- PROBLEM STATEMENT: Lines from the one containing "mmmavis: @gvn this" through the last line of the records below are to be repeated exactly.

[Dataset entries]
Issue #867, opened 2017-11-22
Update thanks message for unmoderated submissions


xmatthewx:
When a User submits a new entry, we display a thank you message. We have one version for non-moderators (thanks w/o published entry), one version for moderators (thanks w/ published entry).

For non-moderators, we recently updated their thank you message to point them to their profile and encourage them to edit it. 

For staff/moderators, we should do something similar. 

Proposed implementation for staff/moderators:
 - [ ] shorten header to "Thanks!" 
 - [ ] add paragraph text with link to profile 
 - [ ] add button with link to edit profile
 - [ ] no other changes to submission flow or display of entry

![image](https://user-images.githubusercontent.com/53411/33140754-e4c31326-cf7e-11e7-8d60-a0b8570bdf50.png)

Their new entry appears below this thank you message (no change from current implementation).

mmmavis:
@xmatthewx It seems like the `/api/pulse/profiles/me/` endpoint doesn't include projects that haven't been approved. So either we update the backend or we change the "submission was added to your profile" line to something else.

mmmavis:
Oops I guess I read the ticket description wrong - was the proposed mockup for staff/moderator?

xmatthewx:
Yes. I edited my initial comment to try and make it more clear. Slack me if this is still confusing. I can't login to staging right now to add more screenshots.

mmmavis:
This is the screen a moderator would get after posting an entry.

![screenshot-2017-11-29 yay xmas - mozilla network pulse](https://user-images.githubusercontent.com/2896608/33400824-1853df1c-d50c-11e7-93f8-27a70e7a91cc.jpg)

@xmatthewx is the plan to replace everything (Thanks for Submitting + entry details) with the messages and CTA you mentioned in the ticket description?

xmatthewx:
> is the plan to replace everything (Thanks for Submitting + entry details) with the messages and CTA you mentioned in the ticket description?

No. We should only replace "Thanks for Submitting" with the new copy and CTA. We should keep the entry details. 

Note: the /submitted page for non-moderators should also show button that says Edit Profile. Gideon and I implemented that at MozFest.

mmmavis:
> Note: the /submitted page for non-moderators should also show button that says Edit Profile. Gideon and I implemented that at MozFest.

Nice catch. Yea the button is still there. It's just when I took the screencap I cheated by editing some code so I could skip the entry submission part to get to that screen. 😂

[...]

PR #884, opened 2017-12-05
Purple notification bar + some code cleanup

mmmavis:
Related to #867 

## Example of the screen a moderator would see after submitting an entry (entry gets auto approved right away)

https://network-pulse-staging-pr-884.herokuapp.com/entry/373?justPostedByUser=true (note that the query `justPostedByUser=true` should be clear after the page gets loaded)

screenshot-2017-12-4 finger heart love - mozilla network pulse

## Example of the screen a non moderator would see after submitting an entry (entry is in "pending" state)

https://network-pulse-staging-pr-884.herokuapp.com/submitted

screenshot-2017-12-4 thank you - mozilla network pulse

### DIFF
--- a/components/notification-bar/notification-bar.scss
+++ b/components/notification-bar/notification-bar.scss
@@ -1,0 +1,7 @@
+.notification-bar {
+  @extend .open-sans;
+
+  font-weight: 600;
+  background: rgba($pulse-purple, 0.2);
+  padding: 1rem;
+}
--- a/components/notification-bar/notification-bar.scss
+++ b/components/notification-bar/notification-bar.scss
@@ -3,5 +3,4 @@
 
   font-weight: 600;
   background: rgba($pulse-purple, 0.2);
-  padding: 1rem;
 }
--- a/pages/add/submitted.jsx
+++ b/pages/add/submitted.jsx
@@ -1,65 +1,20 @@
 import React from 'react';
 import { Link } from 'react-router-dom';
-import qs from 'qs';
 import { Helmet } from "react-helmet";
 import HintMessage from '../../components/hint-message/hint-message.jsx';
 
-const HEADER_TEXT = `Thanks!`;
-
-export default class Submitted extends React.Component {
-  constructor(props) {
-    super(props);
-    this.state = {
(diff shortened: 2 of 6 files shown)


pages/add/submitted.jsx
```diff
@@ -1,65 +1,20 @@
 import React from 'react';
 import { Link } from 'react-router-dom';
-import qs from 'qs';
```
mmmavis: This `Submitted` component should really be a stateless static component.

pages/entry.jsx
```diff
@@ -1,8 +1,10 @@
 import React from 'react';
 import { Helmet } from "react-helmet";
+import { Link } from 'react-router-dom';
 import qs from 'qs';
 import LoadingNotice from '../components/loading-notice.jsx';
-import ProjectCardDetialed from '../components/project-card/project-card-detailed.jsx';
+import NotificationBar from '../components/notification-bar/notification-bar.jsx';
+import ProjectCardDetailed from '../components/project-card/project-card-detailed.jsx';
```
mmmavis: fixed typo in "detail"

components/notification-bar/notification-bar.scss
```diff
@@ -0,0 +1,7 @@
+.notification-bar {
+  @extend .open-sans;
+
+  font-weight: 600;
+  background: rgba($pulse-purple, 0.2);
+  padding: 1rem;
```
gvn: Is there a Bootstrap padding class that can be used instead?

mmmavis: you mean do `@extend .p-3` here or add `p-3` as class to the notification component?

gvn: Just adding a class to the component...

mmmavis: @gvn this component will be used across the site. I wanna make sure it has consistent/fixed padding so I'd like keeping the padding rule here.

gvn: If the class is in the React component definition it should be consistent everywhere it's used.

- SOLUTION:
mmmavis: @gvn this component will be used across the site. I wanna make sure it has consistent/fixed padding so I'd like keeping the padding rule here.

gvn: If the class is in the React component definition it should be consistent everywhere it's used.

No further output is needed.